## Saved entries
PR #973, opened 2019-08-21
(PE-16465) Implement "all" tarball of repos

e-gris:
Refactor repo.rb a bit so that 'create_all_repo_archives' also
creates a tarball of all the repos. Remove some old duplicating
code.

I've been testing with this Jenkins job: https://jenkins-master-prod-1.delivery.puppetlabs.net/job/experimental_exg_all_repos_test/

The resulting tarballs are being uploaded to Artifactory: https://artifactory.delivery.puppetlabs.net/artifactory/scratchpad__local/experimental_exg_all_repos_test

### DIFF
--- a/lib/packaging/repo.rb
+++ b/lib/packaging/repo.rb
@@ -5,12 +5,12 @@ module Pkg::Repo
     ##
     ## Construct a local_target based upon the versioning style
     ##
-    def construct_local_target_path(versioning)
+    def construct_local_target_path(project, versioning)
       case versioning
       when 'ref'
-        return File.join(Pkg::Config.project, Pkg::Config.ref)
+        return File.join(project, Pkg::Config.ref)
       when 'version'
-        return File.join(Pkg::Config.project, Pkg::Util::Version.dot_version)
+        return File.join(project, Pkg::Util::Version.dot_version)
       else
         fail "Error: Unknown versioning argument: #{versioning}"
       end
@@ -23,7 +23,7 @@ module Pkg::Repo
     def create_signed_repo_archive(repo_location, archive_name, versioning)
       tar = Pkg::Util::Tool.check_tool('tar')
 
-      local_target = construct_local_target_path(versioning)
+      local_target = construct_local_target_path(Pkg::Config.project, versioning)
 
       if Pkg::Util::File.empty_dir?(File.join('pkg', local_target, repo_location))
         if ENV['FAIL_ON_MISSING_TARGET'] == "true"
@@ -44,7 +44,7 @@ module Pkg::Repo
 
     ##
     ## Add a single repo tarball into the 'all' tarball located in
-    ## 'pkg/<local_target>/<Pkg::Config.project>-all.tar'
+    ## 'pkg/<local_target>/<project>-all.tar'
     ## Create the 'all' tarball if needed.
     ##
     def update_tarball_of_all_repos(project, platform, versioning)
@@ -52,7 +52,7 @@ module Pkg::Repo
 
       all_repos_tarball_name = "#{project}-all.tar"
       archive_name = "#{project}-#{platform['name']}"
-      local_target = construct_local_target_path(versioning)
+      local_target = construct_local_target_path(project, versioning)
       repo_tarball_name = "#{archive_name}.tar.gz"
       repo_tarball_path = File.join('repos', repo_tarball_name)
 
@@ -75,7 +75,7 @@ module Pkg::Repo
 
     ##
     ## Invoke gzip to compress the 'all' tarball located in
-    ## 'pkg/<local_target>/<Pkg::Config.project>-all.tar'
+    ## 'pkg/<local_target>/<project>-all.tar'
     ##
     def compress_tarball_of_all_repos(all_repos_tarball_name)
       gzip = Pkg::Util::Tool.check_tool('gzip')
@@ -92,7 +92,7 @@ module Pkg::Repo
     ##
     def create_all_repo_archives(project, versioning)
       platforms = Pkg::Config.platform_repos
-      local_target = construct_local_target_path(versioning)
+      local_target = construct_local_target_path(project, versioning)
       all_repos_tarball_name = "#{project}-all.tar"
 
       platforms.each do |platform|
--- a/lib/packaging/repo.rb
+++ b/lib/packaging/repo.rb
@@ -1,35 +1,110 @@
 module Pkg::Repo
 
   class << self
-    def create_signed_repo_archive(path_to_repo, name_of_archive, versioning)
-      tar = Pkg::Util::Tool.check_tool('tar')
-      Dir.chdir("pkg") do
-        if versioning == 'ref'
-          local_target = File.join(Pkg::Config.project, Pkg::Config.ref)
-        elsif versioning == 'version'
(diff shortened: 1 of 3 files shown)


lib/packaging/repo.rb
```diff
@@ -1,35 +1,110 @@
...
+
+    ##
+    ## Add a single repo tarball into the 'all' tarball located in
+    ## 'pkg/<local_target>/<Pkg::Config.project>-all.tar'
+    ## Create the 'all' tarball if needed.
+    ##
+    def update_tarball_of_all_repos(project, platform, versioning)
+      tar = Pkg::Util::Tool.check_tool('tar')
+
+      all_repos_tarball_name = "#{Pkg::Config.project}-all.tar"
```
mwaggett: If you're using `Pkg::Config.project` here, you probably don't need `project` as a parameter.. or this should just be `"#{project}-all.tar"`.

tasks/nightly_repos.rake
```diff
@@ -68,60 +68,6 @@ DOC
...
     end
 
-    # This is pretty similar to the 'pack_signed_repo' task. The difference here is that instead
-    # of creating a tarball for each repo passed, it adds each repo to a single archive, creating
-    # one 'all' tarball with all of the repos. This is useful for cutomers who have a PE master with
-    # no internet access. They can unpack the puppet-agent-all tarball into the location that
-    # pe_repo expects and use simplified agent install without needing internet access, or having to
-    # manually download each agent that they need to feed to pe_repo.
-    # This task should be invoked after prepare_signed_repos, so that there are repos to pack up.
-    task :pack_all_signed_repos, [:path_to_repo, :name_of_archive, :versioning] => ["pl:fetch"] do |t, args|
```
mwaggett: How did you confirm that it's safe to remove these tasks? I'm all for getting rid of them if they're not being used, but I want to make sure that's the case first.

lib/packaging/repo.rb
```diff
@@ -1,35 +1,110 @@
...
-              raise "ERROR: missing packages under #{path_to_repo}"
-            else
-              warn "Skipping #{name_of_archive} because #{path_to_repo} has no files"
-            end
-          else
-            puts "Archiving #{path_to_repo} as #{name_of_archive}"
-            stdout, _, _ = Pkg::Util::Execution.capture3("#{tar} --owner=0 --group=0 --create --gzip --file #{File.join('repos', "#{name_of_archive}.tar.gz")} #{path_to_repo}")
-            stdout
-          end
+        warn "Warn: Skipping #{archive_name} because #{repo_location} has no files"
```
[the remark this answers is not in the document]
e-gris: Fixed.

lib/packaging/repo.rb
```diff
@@ -1,35 +1,110 @@
...
+      end
+
+      Dir.chdir(File.join('pkg', local_target)) do
+        puts "Info: Archiving #{repo_location} as #{archive_name}"
+        target_tarball = File.join('repos', "#{archive_name}.tar.gz")
+        tar_command = "#{tar} --owner=0 --group=0 --create --gzip --file #{target_tarball} #{repo_location}"
+        puts "Info: Executing tar: #{tar_command}"
```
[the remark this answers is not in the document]
e-gris: -x won't help us here but capture3 debug would. 

IMO, it should be forced on. However, what I had was redundant with that.

lib/packaging/repo.rb
e-gris: I chose the latter.

tasks/nightly_repos.rake
e-gris: I haven't. I'm not sure if there is a way to verify it.

Maybe turn these tasks into no-ops, perhaps?

lib/packaging/repo.rb
mwaggett: This happens in a few other places still, I think.

e-gris: Found (and fixed) 1 more.

tasks/nightly_repos.rake
mwaggett: Well, what led you to delete them in the first place? I see that you've essentially moved all that functionality into methods, which is great, but I guess I would then expect these tasks to just wrap those methods?

But if these aren't being used, then let's def get rid of them. I would first check the usual culprits (i.e. heavy packaging consumers), like ci-job-configs and enterprise-dist. And if they're not there, then I guess let's just remove them? Making them no-op doesn't seem like it will help uncover if/where these are being used, imo. Just another thing to rip out later.

sarameisburger: I think these were the ones made by @shrug but never actually used anywhere. We had chatted about them on monday during our lecture session.

mwaggett: ahhh, gotcha, I missed that 👍

lib/packaging/repo.rb
```diff
@@ -1,35 +1,108 @@
...
+
+    ##
+    ## Construct a local_target based upon the versioning style
+    ##
+    def construct_local_target_path(versioning)
+      case versioning
+      when 'ref'
+        return File.join(Pkg::Config.project, Pkg::Config.ref)
+      when 'version'
+        return File.join(Pkg::Config.project, Pkg::Util::Version.dot_version)
```
mwaggett: These should probably also just be `project` (added as an additional param) if we're using a `project` param elsewhere. Even though the consumers of these will probably pass `Pkg::Config.project` as the `project` param anyway, seems less confusing and potentially more flexible to be consistent.

lib/packaging/repo.rb
```diff
@@ -1,35 +1,108 @@
...
+        target_tarball = File.join('repos', "#{archive_name}.tar.gz")
+        tar_command = "#{tar} --owner=0 --group=0 --create --gzip --file #{target_tarball} #{repo_location}"
+        stdout, _, _ = Pkg::Util::Execution.capture3(tar_command)
+        return stdout
+      end
+    end
+
+    ##
+    ## Add a single repo tarball into the 'all' tarball located in
+    ## 'pkg/<local_target>/<Pkg::Config.project>-all.tar'
```
mwaggett:
```suggestion
    ## 'pkg/<local_target>/<project>-all.tar'
```

lib/packaging/repo.rb
```diff
@@ -1,35 +1,108 @@
...
+
+        tar_command = "#{tar} --owner=0 --group=0 #{tar_action} --file #{all_repos_tarball_name} #{repo_tarball_path}"
+        stdout, _, _ = Pkg::Util::Execution.capture3(tar_command)
+        puts stdout
       end
     end
 
+    ##
+    ## Invoke gzip to compress the 'all' tarball located in
+    ## 'pkg/<local_target>/<Pkg::Config.project>-all.tar'
```
mwaggett:
```suggestion
    ## 'pkg/<local_target>/<project>-all.tar'
```

lib/packaging/repo.rb
e-gris: Updated

lib/packaging/repo.rb
e-gris: Updated

lib/packaging/repo.rb
e-gris: Updated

## YOUR TASK
Above are the entries. Output exactly the lines beginning with the line that has "e-gris: Fixed." and ending with the line that has "IMO, it should".

## RESPONSE TO THE TASK
e-gris: Fixed.

lib/packaging/repo.rb
```diff
@@ -1,35 +1,110 @@
...
+      end
+
+      Dir.chdir(File.join('pkg', local_target)) do
+        puts "Info: Archiving #{repo_location} as #{archive_name}"
+        target_tarball = File.join('repos', "#{archive_name}.tar.gz")
+        tar_command = "#{tar} --owner=0 --group=0 --create --gzip --file #{target_tarball} #{repo_location}"
+        puts "Info: Executing tar: #{tar_command}"
```
[the remark this answers is not in the document]
e-gris: -x won't help us here but capture3 debug would. 

IMO, it should be forced on. However, what I had was redundant with that.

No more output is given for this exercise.